Read this to understand where Investing fits in the broader subject of Financial Planning:

http://www.finiki.org/wiki/Creating_a_Financial_Plan


----------



## AltaRed (Jun 8, 2009)

Tafraser said:


> So I guess I should use index mutual funds since I'm limited to investing $25,500 with my TFSA?


It is a personal decision, but use of index mutual funds, especially the TD e-Series, in a Couch Potato format is a great way to start investing. The TD e-Series can only be bought through an online TDW or EasyWeb account. The other option would be to open a TFSA at Scotia iTrade and buy index mutual funds (but not TD e-Series) there.

What about the advice above to pay off debts first?


----------



## Tafraser (Sep 14, 2013)

AltaRed said:


> It is a personal decision, but use of index mutual funds, especially the TD e-Series, in a Couch Potato format is a great way to start investing. The TD e-Series can only be bought through an online TDW or EasyWeb account. The other option would be to open a TFSA at Scotia iTrade and buy index mutual funds (but not TD e-Series) there.
> 
> What about the advice above to pay off debts first?


I tried to reply to that earlier but since I was new a moderator had to approve it and I guess it hasn't been approved yet.
My student loan has about 13,000 left on it so I can pay that off after work today. As far as the car loan goes I put a big down payment on it and don't have much left to pay off (about 4500) - its 0% so I'm not in a rush for that one.


----------



## My Own Advisor (Sep 24, 2012)

I'd kill the student debt first, for sure. 

Then, look into using your RRSP account for "lazy" couch potato investing. If you make good money, you'll want to defer taxes. Also, as other commenters have said, look to start contributing to your TFSA. Probably good to read about couch potato investing for that account as well. All money made inside the TFSA is tax-free, so you might want some holdings that pay income (dividends or distributions) in there. 

I wouldn't be in a rush to pay off car loan at 0% either. 

After a few years, you might want to start investing in dividend paying stocks, maybe, but I wouldn't be any rush.

Well done and congrats on the great job.


----------



## the-royal-mail (Dec 11, 2009)

Jumping straight from debt into investing? Uhmm no.

1. pay debt
2. save up a tiered emergency fund
3. invest or buy house

Only move to the next step when you have completed the one before.

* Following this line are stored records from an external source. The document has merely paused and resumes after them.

PR #12829, opened 2022-07-22
Layer.py: Remove whitespaces

digitalfrost:
Remove unnecessary whitespaces before and after brackets.
Don’t use spaces around the = sign when used to indicate a keyword argument.
(PEP8)

### DIFF
--- a/cura/Layer.py
+++ b/cura/Layer.py
@@ -72,7 +72,7 @@ class Layer:
         return self.createMeshOrJumps(False)
 
     # Defines the two triplets of local point indices to use to draw the two faces for each line segment in createMeshOrJump
-    __index_pattern = numpy.array([[0, 3, 2, 0, 1, 3]], dtype = numpy.int32 )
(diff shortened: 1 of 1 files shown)


cura/Layer.py
```diff
@@ -72,7 +72,7 @@ def createJumps(self) -> MeshData:
         return self.createMeshOrJumps(False)
 
     # Defines the two triplets of local point indices to use to draw the two faces for each line segment in createMeshOrJump
-    __index_pattern = numpy.array([[0, 3, 2, 0, 1, 3]], dtype = numpy.int32 )
+    __index_pattern = numpy.array([[0, 3, 2, 0, 1, 3]], dtype=numpy.int32)
```
Joeydelarago, line 75:
```suggestion
    __index_pattern = numpy.array([[0, 3, 2, 0, 1, 3]], dtype = numpy.int32)
```

https://github.com/Ultimaker/Cura/pull/12863#discussion_r929177475

Joeydelarago (changes requested):
We don't use PEP8 conventions for spacing around "=". I think we should, but better to have consistency.

PR #12830, opened 2022-07-22
Layer.py: Simplify if else statement

digitalfrost:


fieldOfView:
Have you considered the performance change? This change introduces a comparison for each polygon.

On a general note, please do provide a description for a PR; let us know how your change improves the code.

digitalfrost:
Yes, I did.
I thought the improved readability was worth the trade off and would facilitate further refactoring…

I also later noticed lines 91 and 93
where the polygons are looped over again you find the same if make_mesh else clause

I think the change I propose makes the code more consistent.

Joeydelarago:
We discussed and while this does shorten the code, given that this results in worse performance I'm going to have to reject the PR, unfortunately.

BTW for a novice I would advise a lot of caution about investing, esp in mutual funds. You can lose a lot of money that should really be set aside for emergency. Ignore the rhetoric that money you've saved is "wasting away in a savings account" and remember a lot of people have a vested interest for you to "invest". (ie. so instead of making 1% for you with no equity risk, it feeds them 1-3% in fees for little/no work and you take all the risk)


----------



## Tafraser (Sep 14, 2013)

the-royal-mail said:


> Jumping straight from debt into investing? Uhmm no.
> 
> 1. pay debt
> 2. save up a tiered emergency fund
> ...


Fair enough, I'm not in a hurry to invest by any means. I just want to be smart with the money I am making and make informed decisions. Could you explain a tiered emergency fund for me please?


----------



## the-royal-mail (Dec 11, 2009)

Hi tafraser, sounds good. Slow and steady is better than speedy and bankrupt. Please see my sig file for an explanation of the tiered concept. Life events tend to happen in batches and not in isolation and the tiers can go a long way to self-preservation. The cash you have right now would be an excellent candidate for debt repayment and start towards tier 1.

P.S. No need to quote replies, use ^ or address person by name.


----------



## Homerhomer (Oct 18, 2010)

Congratulations, you will do well in life (financially at the very least).
Learn as much as you can about finances from this and other available sources and then make up your own mind about what works for you.

PS, you can use quote replies as much as you like, makes it clear for everyone except the-royal-mail.
^>< confuse a living crap out of me, especially if there happen to be posts in between.


----------



## Tafraser (Sep 14, 2013)

Thanks Homerhomer, I appreciate that and hope you're right.


----------